PR #681, opened 2025-11-08
fix: avoid full replay on restarts by backward sync

Farhad-Shabani:
Closes: `GRO2-892`

### DIFF
--- a/fault-proof/src/proposer.rs
+++ b/fault-proof/src/proposer.rs
@@ -100,18 +100,14 @@ pub struct Game {
 /// Tracks:
 /// - `anchor_game`: the latest anchor fetched from the registry
 /// - `canonical_head_index`/`canonical_head_l2_block`: the best known game for scheduling work
-/// - `start_cursor`: the index in the factory's dispute-game list to start from during incremental
-///   reverse-chronological syncs
-/// - `end_cursor`: the last index in the factory's dispute-game list processed during incremental
-///   backward syncs
+/// - `cursor`: the last index of factory's dispute game list processed during incremental syncs
 /// - `games`: cached metadata for every tracked game keyed by index
 #[derive(Default)]
 struct ProposerState {
     anchor_game: Option<Game>,
     canonical_head_index: Option<U256>,
     canonical_head_l2_block: Option<U256>,
-    start_cursor: Option<U256>,
-    end_cursor: U256,
+    cursor: U256,
     games: HashMap<U256, Game>,
 }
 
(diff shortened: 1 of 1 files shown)


fault-proof/src/proposer.rs
```diff
@@ -247,6 +256,7 @@ where
             // 1. Synchronize cached dispute state before scheduling work.
             if let Err(e) = self.sync_state().await {
                 tracing::warn!("Failed to sync proposer state: {:?}", e);
+                continue
```
Farhad-Shabani, line 259: ⁉️

fakedev9999: Makes sense to do no operations when the cache is stale!

fault-proof/src/proposer.rs
```diff
@@ -297,21 +310,56 @@ where
...
+                        if anchor_d.abs_diff(deadline) > MAX_GAME_DEADLINE_LAG {
+                            break;
+                        }
+                    }
+                }
+            }
+
+            if index == cursor {
+                break;
+            }
```
fakedev9999: Given that it starts the loop at latest_index and only exits when index == cursor, I think we should add a guard for the case where cursor is larger than the on-chain latest.

This should basically never/rarely happen but I can imagine a case where the factory is redeployed/reset while the proposer keeps running.

In such situation, the index quickly saturates to 0, never equals cursor, none of the other break conditions trigger, and sync_games will never end.

fault-proof/src/proposer.rs
```diff
@@ -297,21 +310,56 @@ where
...
+
+            index = index.saturating_sub(U256::from(1));
+        }
+
+        {
+            let mut state = self.state.lock().await;
+            state.cursor = latest_index;
         }
```
fakedev9999, line 378: Now cursor is only updated after the backward scan finishes, so if any fetch_game call fails mid-loop (RPC timeout, bad response, etc.), the function returns with the cursor still pointing at the previous "stable" value. 

The next tick will re-fetch every index that already succeeded, and if one troublesome index keeps erroring the proposer will redo the entire suffix on every poll and never make forward progress.

Can we consider some bookkeeping method in the sync so that  we don’t replay the entire suffix after a hiccup?

fault-proof/src/proposer.rs
Farhad-Shabani: See if [372e9e7](https://github.com/succinctlabs/op-succinct/pull/681/commits/372e9e739e40e91f1a1cf5051446dbc815c7a647) works.

fakedev9999: @Farhad-Shabani Wdyt of having a warning log for better visibility?

fault-proof/src/proposer.rs
Farhad-Shabani: Makes sense! Good call.
Here's the fix: [8412762](https://github.com/succinctlabs/op-succinct/pull/681/commits/84127627bfc2d31b6519b0e6c498603b0296e9c0)

fault-proof/src/proposer.rs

#### [What is being asked]
Answer with one number, namely how many lines of the material hold the string "struct".

#### [Response to the exercise]
2